VulReaD: Knowledge-Graph-guided Software Vulnerability Reasoning and Detection
This addresses the challenge of interpretable and accurate vulnerability detection for software security, representing an incremental advance by enhancing existing LLM methods with knowledge-graph guidance.
The paper tackles the problem of software vulnerability detection by moving beyond binary classification to CWE-level reasoning, using a knowledge-graph-guided approach that improves binary F1 by 8-10% and multi-class classification by 30% Macro-F1 and 18% Micro-F1 compared to state-of-the-art baselines.

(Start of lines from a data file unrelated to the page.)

PR #332, opened 2025-05-02
Experiment with safe expressions

filipeom:
cc @zapashcanon 

I think this is harder then I thought, just including `expr.ml` and making `type expr = private` is not enough, now the solver needs to be parametric on an expression module so that it can take both `Safe_expr` and `Expr`.

Any ideas that wouldn't lead to code duplication?

### DIFF
--- a/src/smtml/expr.ml
+++ b/src/smtml/expr.ml
@@ -308,6 +308,8 @@ let value (v : Value.t) : t = make (Val v) [@@inline]
 
 let ptr base offset = make (Ptr { base; offset })
 
+let list l = make (List l)
+
 let app symbol args = make (App (symbol, args))
 
 let[@inline] binder bt vars expr = make (Binder (bt, vars, expr))
--- a/src/smtml/expr.ml
+++ b/src/smtml/expr.ml
@@ -320,11 +320,11 @@ let forall vars body = binder Forall vars body
 
 let exists vars body = binder Exists vars body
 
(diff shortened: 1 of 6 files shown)


zapashcanon:
I see two possibilities.

In `safe_expr.mli`, maybe something like:

```ocaml
type t = Expr.t = expr Hc.hash_consed
```

Is enough to let us pass either an `Expr.t` or a `Safe_expr.t` to the various solver's functions?

The other one is to only have `Safe_expr` and not `Expr`?

filipeom:
> The other one is to only have `Safe_expr` and not `Expr`? (or rather, simply make `Expr` safe by making its types private directly)

I think this might be better no? I think I'll move forward with this then :smiley:

zapashcanon:
Great, and I like the new naming convention, with `raw` for the unsimplified case. :)

filipeom:
Yes, it's better this way. I found a lot of places in my other tool where I wasn't simplifying when I should :sweat_smile: Thanks, this was an awesome suggestion!

> Great, and I like the new naming convention, with `raw` for the unsimplified case. :)

I used `raw_` as it was the shortest prefix I could think of :sweat_smile: But I also considered `plain_`, `basic_`, and `direct_`. If you like another one that is better then `raw_` I can change it :smiley:

zapashcanon:
No, I believe `raw` is great. I tried with this PR in Owi, and there's also a nice side-effect, being that forcing the use of the smart constructors makes the code more readable: https://github.com/OCamlPro/owi/pull/678

PR #265, opened 2021-08-14
Update README.md

andrum99:
Add note that advanced options only works on Raspberry Pi OS, various grammar, spelling and style fixes.

### DIFF
--- a/README.md
+++ b/README.md
@@ -1,16 +1,15 @@
 # rpi-imager
 
-Raspberry Pi Imaging Utility
+Raspberry Pi Imager
 
 - Download the latest version for Windows, macOS and Ubuntu from the [Raspberry Pi downloads page](https://www.raspberrypi.org/downloads/).
 - To install on Raspberry Pi OS, use `sudo apt update && sudo apt install rpi-imager`.
 
 ## License
 
-The main code of the Imaging Utility is made available under the terms of the Apache license.
-See license.txt and files in "dependencies" folder for more information about the various open source licenses that apply to the third-party dependencies used such as Qt, libarchive, drivelist, mountutils and libcurl.
+Code is made available under the terms of the Apache license. See license.txt and files in `dependencies` folder for more information about the various open-source licenses that apply to the third-party dependencies used such as Qt, libarchive, drivelist, mountutils and libcurl.
 
-## How to rebuild
+## Build instructions
 
 ### Debian/Ubuntu Linux
 
@@ -45,9 +44,9 @@ cd ..
 sudo apt install ./rpi-imager*.deb
 ```
 
-It should create an icon in the start menu under "Utilities" or "Accessories".
-The imaging utility will normally be run as regular user, and will call udisks2 over DBus to perform privileged operations like opening the disk device for writing.
-If udisks2 is not functional on your Linux distribution, you can alternatively start it as "root" with sudo and similar tools.
+It should create an icon in the start menu under `Utilities` or `Accessories`.
+The imaging utility will normally be run as a regular user, and will call udisks2 over DBus to perform privileged operations like opening the disk device for writing.
+If udisks2 is not functional on your Linux distribution, you can alternatively start it as `root` using sudo and similar tools.
 
 ### Fedora/RHEL/CentOS Linux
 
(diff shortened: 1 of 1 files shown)


README.md
```diff
@@ -78,19 +77,17 @@ sudo make install
 
 #### Get dependencies
 
-- Get the Qt online installer from: https://www.qt.io/download-open-source
-During installation, choose a Qt 5.x with Mingw32 32-bit toolchain and CMake.
+- Get the Qt online installer from https://www.qt.io/download-open-source. During installation, choose a Qt 5.x with Mingw32 32-bit toolchain and CMake.
```
lurch, line 80: a) is there a danger that adding a full-stop at the end of the URL means that people might try and include the full-stop in the URL itself?
b) whatever grammar-tweaks you make here, you should probably also duplicate in the Mac OS section?

README.md
```diff
@@ -45,9 +44,9 @@ cd ..
 sudo apt install ./rpi-imager*.deb
 ```
 
-It should create an icon in the start menu under "Utilities" or "Accessories".
-The imaging utility will normally be run as regular user, and will call udisks2 over DBus to perform privileged operations like opening the disk device for writing.
-If udisks2 is not functional on your Linux distribution, you can alternatively start it as "root" with sudo and similar tools.
+It should create an icon in the start menu under `Utilities` or `Accessories`.
+The imaging utility will normally be run as a regular user, and will call udisks2 over DBus to perform privileged operations like opening the disk device for writing.
+If udisks2 is not functional on your Linux distribution, you can alternatively start it as `root` using sudo and similar tools.
```
lurch, line 49: "sudo and similar tools" -> "sudo or similar tools" :man_shrugging:

README.md
```diff
@@ -174,3 +169,5 @@ defaults write org.raspberrypi.Imager.plist telemetry -bool NO
 When using the app, press <kbd>CTRL</kbd> + <kbd>ALT</kbd> + <kbd>X</kbd> to reveal the **Advanced options** dialog.
 
 In here, you can specify several things you would otherwise set in the boot configuration files. For example, you can enable SSH, set the Wi-Fi login, and specify your locale settings for the system image.
+
+**Note:** The advanced options only affect Raspberry Pi OS; support for other operating systems may be added in the future.
```
lurch, line 173: I wonder if this might need to be reworded to clarify that this is related to **flashing** Raspberry Pi OS (regardless of what OS you're currently running RPi Imager on); rather than inadvertently implying that you can only use the "advanced options" if you're running RPi Imager on Raspberry Pi OS itself? :wink: :upside_down_face:

README.md
```diff
@@ -174,3 +169,5 @@ defaults write org.raspberrypi.Imager.plist telemetry -bool NO
 When using the app, press <kbd>CTRL</kbd> + <kbd>ALT</kbd> + <kbd>X</kbd> to reveal the **Advanced options** dialog.
```
lurch, line 169: https://www.raspberrypi.org/blog/raspberry-pi-imager-update-to-v1-6/ says the magic key sequence is ‘Ctrl-Shift-X’ rather than the ‘Ctrl-Alt-X’ written here??

README.md
andrum99: > a) is there a danger that adding a full-stop at the end of the URL means that people might try and include the full-stop in the URL itself?

Yes, but it should be fairly obvious from the fact it is at the end of a sentence that it's only there as punctuation. I would also suggest it is still better to be grammatically correct.

> b) whatever grammar-tweaks you make here, you should probably also duplicate in the Mac OS section?

Good point - I've done that.

README.md
andrum99: I've changed it to `sudo or a similar tool`.

README.md
andrum99: Good point. I've clarified the wording.

README.md
maxnet: >https://www.raspberrypi.org/blog/raspberry-pi-imager-update-to-v1-6/ says the magic key sequence is ‘Ctrl-Shift-X’ rather 
>than the ‘Ctrl-Alt-X’ written here??

Correct.
It's Ctrl-Shift-X

(For some strange reason, those of us who where kids/teens in the 90s may remember ctrl-alt-x better though :-) )

andrum99: Hmm. It's CTRL+SHIFT+X on Windows certainly. `qml/main.qml` says this:

```
Shortcut {
        sequences: ["Shift+Ctrl+X", "Shift+Meta+X"]
        context: Qt.ApplicationShortcut
        onActivated: {
            optionspopup.openPopup()
        }
    }
```

Which I think means SHIFT+CTRL+X **and** SHIFT+<whatever meta is defined as>+X. So I will change the text so it reads CTRL+SHIFT+X.

andrum99: > So I will change the text so it reads CTRL+SHIFT+X.

Done.

maxnet: >Which I think means SHIFT+CTRL+X and SHIFT+whatever meta is defined as+X

Meta is included as alternative key combination because that is "Control" on Mac OS X.

tdewey-rpi:
This is now 2 years stale, and as such I'm going to close it. If the author believes there are further changes to be made against the current HEAD, please submit a new PR and we'll get to it.

Issue #271, opened 2021-08-29
How to change language


kardenwu:
I noticed that there is a folder "`i18n`" in this warehouse. In fact, I am not used to using English, but I am used to my mother tongue, so I would like to ask how to change the language, because I did not find the button

maxnet:
It will use the language of your operating system.

Wowooco:
![image](https://user-images.githubusercontent.com/67304509/131244710-514928ec-222e-4df5-8d9d-0bc7622660d4.png)
What might be the problem? I set it up as you said, but it didn’t take effect!

Wowooco:
> 它将使用您操作系统的语言。
![image](https://user-images.githubusercontent.com/67304509/131244744-bafaf0fa-ba54-4f61-8767-66db8f8720cf.png)
What might be the problem? I set it up as you said, but it didn’t take effect

maxnet:
May need to restart after changing it.

Also note that we only currently have a translation for zh-CN, which I think is mainland China, simplified characters.
If you have some different variant, like zh-TW or zh-HK it will not work.

Wowooco:
> May need to restart after changing it.
> 
> Also note that we only currently have a translation for zh-CN, which I think is mainland China, simplified characters.
> If you have some different variant, like zh-TW or zh-HK it will not work.

I'm sure I set zh_CN, Windows restarted, and other versions of rpi-imager were installed, but it didn't take effect.
System: Windows 10 Pro 21H1
Rpi-imager: 1.6.2

maxnet:
Hmm, seems to be indeed a bug there.

Judging by the output of "powershell" "Get-WinUserLanguageList" it seems that Windows uses "zh-Hans-CN".
(On Linux and MacOS X it does seem to be zh_CN, so if the person that contributed the Chinese translations was using that, he may not have noticed).

Wonder if we should just change rpi-imager_zh_cn.ts to rpi-imager_zh.ts to have it match everything starting with "zh".

Wowooco:
> Hmm, seems to be indeed a bug there.
> 
> Judging by the output of "powershell" "Get-WinUserLanguageList" it seems that Windows uses "zh-Hans-CN".
> (On Linux and MacOS X it does seem to be zh_CN, so if the person that contributed the Chinese translations was using that, he or she may not have noticed).
> 
> Wonder if we should just change rpi-imager_zh_cn.ts to rpi-imager_zh.ts to have it match everything starting with "zh".

[...]

PR #272, opened 2021-08-29
Fix the Chinese language may not work under Windows system

kardenwu:
change rpi-imager_zh_cn.ts to rpi-imager_zh.ts to have it match everything starting with "zh".
Make rpi-imager Chinese can work normally under Windows system😋
issues：[How to change language](https://github.com/raspberrypi/rpi-imager/issues/271)


Wowooco:
According to your request, I amended all "rpi-imager_zh_cn" places to "rpi-imager_zh". But I am very sorry, I tried to install qt, cmake, etc., but I still failed to build this application on my computer.

lurch:
I think `CMakeCache.txt` is an automatically-generated file, and so shouldn't be added to GitHub?

Wowooco:
> I think `CMakeCache.txt` is an automatically-generated file, and so shouldn't be added to GitHub?

Yes, thank you for your reminder. This is the error of the smart prompt, but it is definitely my error

PR #309, opened 2021-11-19
README: Improve custom repository docs

kerel-fs:
- Add description of custom repository file format
-  Add description of official distribution list inclusion procedure
  This text is based on [this comment](https://www.raspberrypi.com/news/raspberry-pi-imager-imaging-utility/#comment-1523756) and just describes the informal process already followed.

PS: Thank you for this awesome tool!


tdewey-rpi:
@kerel-fs Thansk for the submission!

Unfortunately, however, I am not minded to merge this change.

We have been known to change the JSON formats to allow for new features or improved clarity, and I don't want to create an expectation of support of this path. While I doubt anyone will attempt to intentionally "break" custom repository overrides (not least because we use them as part of testing our OS lists), my expectation is that users with a need to use this option will be motivated enough to both find the option and the schema document included in the repository, at which point expanded documentation becomes potentially harmful (especially if we fail to maintain it).

If I see strong demand for custom repository documentation, I may yet change my mind.

PR #331, opened 2022-01-09
Make osdelegate more flexible and robust

mzanetti:
While creating the repository json for the nymea image I noticed that if the json provides an icon that is too large, it can break the delegate. For example:

image

Also I noticed that the description breaks the layout too if it's too long:

image

This patch should keep visuals the same (I think there's a tad more spacing between the lines, keeping Qt's default spacing - if you don't like that I can easily change that). Also it fetches the remote icon now and puts it into 40x40 box like all the icons, scaling if necessariy. A repo json can now feed it it svg or png files of any size and it will always look correct.

Then it splits up the text content in individual entries. For one, this allows to wrap and/or elide as needed and secondly, IMHO this makes the code much easier to work with, without having to construct a huge string with html tags. In order to always fit the content, regardless of how long it is, it will dynamically adjust the delegate height to fit it.
Changed version:
image

If you think it's not good that the delegates height expands to infinity on very long description texts, it can be limited to e.g. 2 lines just by setting `maximumLineCount: 2` on the according Text item.

### DIFF
--- a/main.qml
+++ b/main.qml
@@ -541,97 +541,8 @@ ApplicationWindow {
 
         Item {
             width: window.width-100
-            height: image_download_size ? 100 : 60
+            height: contentLayout.implicitHeight + 24
             Accessible.name: name+".\n"+description
-
-            Rectangle {
-               id: bgrect
-               anchors.fill: parent
-               color: "#f5f5f5"
-               visible: mouseOver && parent.ListView.view.currentIndex !== index
-               property bool mouseOver: false
-            }
-            Rectangle {
-               id: borderrect
-               implicitHeight: 1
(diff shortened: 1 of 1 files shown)


mzanetti:
Ah, the one thing I'm not sure about: The ToolTip. I think this patch should not change anything to the tooltip behavior, however, I couldn't find any entry that seems to produce a tooltip here, so that's untested. Would appreciate if you could point me how to test that one so I can make sure I didn't break it.

mzanetti:
Figured out that tooltips can be provided through the repo json. Tested that too now.

maxnet:
Merged. Thanks.

PR #348, opened 2022-02-04
Add Korean patch

RuffaloLavoisier:
* Add `rpi-imager_ko.ts`
* Update  in `translations.qrc`
```
<file>rpi-imager_ko.qm</file>
```

### DIFF
--- a/i18n/rpi-imager_ko.ts
+++ b/i18n/rpi-imager_ko.ts
@@ -1,0 +1,752 @@
+<?xml version="1.0" encoding="utf-8"?>
+<!DOCTYPE TS>
+<TS version="2.1" language="ko_KR">
+<context>
+    <name>DownloadExtractThread</name>
+    <message>
+        <location filename="../downloadextractthread.cpp" line="167"/>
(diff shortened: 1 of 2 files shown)


RuffaloLavoisier:
If the original is more meaningful than the translation, the original is maintained.

RuffaloLavoisier:
@maxnet 
Hello, Thank you for merge !
but i wonder why did you `close-merge`.

maxnet:
We moved some files around since you opened the PR.
Translations files are now in src/i18n folder instead of i18n.
As a result of that I could not use the "merge" button in github. And cannot edit the commit through the github webinterface either in that case.

Also your PR was missing adding the _ko file to CMakelists.txt

Was more practical to fix things up with a new commit and close-merge there, than figure out how I could fix up things for the new paths.

RuffaloLavoisier:
@maxnet 
I see , thank you for the explanation.

> (Also your PR was missing adding the _ko file to CMakelists.txt)

My mistake..thanks !

Issue #110, opened 2020-10-23
*Suggestion*   [Feature Request] Have an option to choose which raspberry pi's that you have


jack60612:
You would only be shown images for raspberry pi's that you selected
so only images that are compatible with the one that you selected

lurch:
AFAIK, one of the driving factors for RPi-Imager was to make it as easy to use as possible. And it sounds like this suggestion would only make it more complex? :confused: 

[NOOBS](https://github.com/raspberrypi/noobs) and [PINN](https://github.com/procount/pinn) automatically know what Pi they're being run on, so they **do** do the filtering you're asking for.

jack60612:
like an advanced option or something

mobluse:
Some Pis e.g. Pi Zero, Pi 1 A, Pi 4 B can be connected to the computer that runs Imager and thus be automatically identified and also used as an SD card writer/reader.

maxnet:
>Some Pis e.g. Pi Zero, Pi 1 A, Pi 4 B can be 
>connected to the computer that runs Imager and
> thus be automatically identified and also used 
>as an SD card writer/reader.

Correct me if I am wrong.
But I don't think Pi 4 is supported by rpiboot, since on CM4 it requires setting a jumper to disable bootrom and get it to work.

And not sure if the target audience of the models that do support usb boot need help with figuring out which Image is supported by their board.

cillian64:
This is implemented by #645 which will be included in the 1.8.0 release coming shortly

PR #371, opened 2022-02-18
Add support for compat labels

mzanetti:
Currently images list their compatibility in the description which takes away precious space in the description, as well is not unified across different OSes. Looking at the Raspberry PI website, where this became a more important topic with the arm64 images being promoted more popular now, I saw there are nice labels for the compatibility and I thought it may make sense to unify that and came up with this:

image

The attached file is a copy of the upstream os_list json with added compat tags for testing (renamed to .txt because github wouldn't allow attaching .json files).
[os_list_imagingutility_v3.json.txt](https://github.com/raspberrypi/rpi-imager/files/8100743/os_list_imagingutility_v3.json.txt)

 I am not particularly fond of the mechanism to use a comma separated string and splitting that, but QMLs ListModel does not allow injecting arrays just like that. To make it work with `"compatibility": ["A", "B", "C"]` more work and changes would be needed which I didn't want to do without asking if that's something you would even want/accept. If you think the idea in itself is good but would prefer the more proper approach I think I can give that a go when I find some time.

### DIFF
--- a/src/main.qml
+++ b/src/main.qml
@@ -463,6 +463,7 @@ ApplicationWindow {
                     tooltip: ""
                     website: ""
                     init_format: ""
+                    compatibility: ""
                 }
             }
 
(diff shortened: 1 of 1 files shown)


lurch:
I'm not going to comment on whether I think this is a good idea or not (that's not my department :rofl: ), but I did notice that https://www.raspberrypi.com/software/operating-systems/#raspberry-pi-os-32-bit lists "3B" and "3B+" whereas your screenshot shows "3" and "3B+" ?

And I guess this _almost_ relates to #110 as well?

ghollingworth:
I like the idea, but think it would be better to turn it on its head and have a drop-down for compatibility (i.e. for you to choose which device you want to install for and then it only shows compatible images...)

My worry is that in the next 10 years, we'll fill the rest of the space otherwise!!!

tdewey-rpi:
@mzanetti With the introduction of Device Filtering in v1.8.1, I believe this is now largely redundant. If you disagree, please let me know before November 9th, otherwise I'll be minded to close this PR.

PR #373, opened 2022-02-20
Add Enable UART checkbox on Advanced Options Popup

microhobby:
With the Enable UART checkbox selected we will have the property
`enable_uart=1` added to the config.txt.

This is useful if the user already has an usb serial converter
connected and prefers to use the board, or debug it, over serial.

With the 2nd Stage Bootloader UART checkbox select we will have
the property `uart_2ndstage=1` added to the config.txt.

Signed-off-by: Matheus Castello <matheus@castello.eng.br>

### DIFF
--- a/src/OptionsPopup.qml
+++ b/src/OptionsPopup.qml
@@ -117,6 +117,10 @@ Popup {
                         id: chkOverscan
                         text: qsTr("Disable overscan")
                     }
+                    ImCheckBox {
+                        id: chkEnableUart
+                        text: qsTr("Enable UART")
+                    }
                     RowLayout {
                         ImCheckBox {
                             id: chkHostname
@@ -461,6 +465,9 @@ Popup {
         if ('disableOverscan' in settings) {
             chkOverscan.checked = true
         }
+        if ('enableUart' in settings) {
+            chkEnableUart.checked = true
+        }
         if ('hostname' in settings) {
             fieldHostname.text = settings.hostname
             chkHostname.checked = true
@@ -602,6 +609,9 @@ Popup {
 
         if (chkOverscan.checked) {
             addConfig("disable_overscan=1")
+        }
+        if (chkEnableUart.checked) {
+            addConfig("enable_uart=1")
         }
         if (chkHostname.checked && fieldHostname.length) {
             addFirstRun("CURRENT_HOSTNAME=`cat /etc/hostname | tr -d \" \\t\\n\\r\"`")
@@ -788,6 +798,9 @@ Popup {
             var settings = { };
             if (chkOverscan.checked) {
                 settings.disableOverscan = true
+            }
+            if (chkEnableUart.checked) {
+                settings.enableUart = true
             }
             if (chkHostname.checked && fieldHostname.length) {
                 settings.hostname = fieldHostname.text
--- a/src/OptionsPopup.qml
+++ b/src/OptionsPopup.qml
@@ -118,6 +118,10 @@ Popup {
                         text: qsTr("Disable overscan")
                     }
                     ImCheckBox {
+                        id: chk2ndStageUart
+                        text: qsTr("2nd Stage Bootloader UART")
+                    }
+                    ImCheckBox {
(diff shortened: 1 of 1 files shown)


lurch:
IMHO [`uart_2ndstage`](https://www.raspberrypi.com/documentation/computers/config_txt.html#uart_2ndstage) is too special-purpose to be enabled by a general-purpose tool like RPi-Imager.

microhobby:
> IMHO [`uart_2ndstage`](https://www.raspberrypi.com/documentation/computers/config_txt.html#uart_2ndstage) is too special-purpose to be enabled by a general-purpose tool like RPi-Imager.

Well, it's the advanced options, right? 
I like to enable this property for two reasons:

1. To know if my serial connection is working from the power on of the board. (if you have the board connected to a screen you will have some information from the power on, so I have a kind of the same behavior let's say)
2. debug possible problems, or failures, to load anything from the bootloader. (and at this point in my experience `uart_2ndstage` is more effective than when he have the board connected to a screen)

For example if we have some issues and the kernel file is corrupt, whatever the reason, I will have the following in the serial:

image

And nothing, a black screen, on the HDMI output.

I thought about enabling both in the same checkbox, but if you think it's better we can put two checkboxes one for each property. Let me know.

lurch:
If you follow my link to the documentation, it says:
"Be aware that output is likely to interfere with Bluetooth operation unless it is disabled (dtoverlay=disable-bt) or switched to the other UART (dtoverlay=miniuart-bt), and if the UART is accessed simultaneously to output from Linux then data loss can occur leading to corrupted output."

IMHO if you're an advanced enough user to be debugging boot problems, then you're also capable of editing `config.txt` yourself :wink:  (and dealing with the caveats that come with enabling `uart_2ndstage`).

> I thought about enabling both in the same checkbox, but if you think it's better we can put two checkboxes one for each property. Let me know.

That's not my call to make. I'm not directly involved in this project, I'm only an "interested onlooker" (apologies for not making that clear).

microhobby:
> If you follow my link to the documentation, it says: "Be aware that output is likely to interfere with Bluetooth operation unless it is disabled (dtoverlay=disable-bt) or switched to the other UART (dtoverlay=miniuart-bt), and if the UART is accessed simultaneously to output from Linux then data loss can occur leading to corrupted output."

I never had such issues when enabling the `uart_2ndstage`. But if it's in the official documentation, I'll believe it "can occur". This also tell me that make sense of having the two properties in separate checkboxes.

> 
> IMHO if you're an advanced enough user to be debugging boot problems, then you're also capable of editing `config.txt` yourself 😉 (and dealing with the caveats that come with enabling `uart_2ndstage`).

Software vulnerability detection (SVD) is a critical challenge in modern systems. Large language models (LLMs) offer natural-language explanations alongside predictions, but most work focuses on binary evaluation, and explanations often lack semantic consistency with Common Weakness Enumeration (CWE) categories. We propose VulReaD, a knowledge-graph-guided approach for vulnerability reasoning and detection that moves beyond binary classification toward CWE-level reasoning. VulReaD leverages a security knowledge graph (KG) as a semantic backbone and uses a strong teacher LLM to generate CWE-consistent contrastive reasoning supervision, enabling student model training without manual annotations. Students are fine-tuned with Odds Ratio Preference Optimization (ORPO) to encourage taxonomy-aligned reasoning while suppressing unsupported explanations. Across three real-world datasets, VulReaD improves binary F1 by 8-10% and multi-class classification by 30% Macro-F1 and 18% Micro-F1 compared to state-of-the-art baselines. Results show that LLMs outperform deep learning baselines in binary detection and that KG-guided reasoning enhances CWE coverage and interpretability.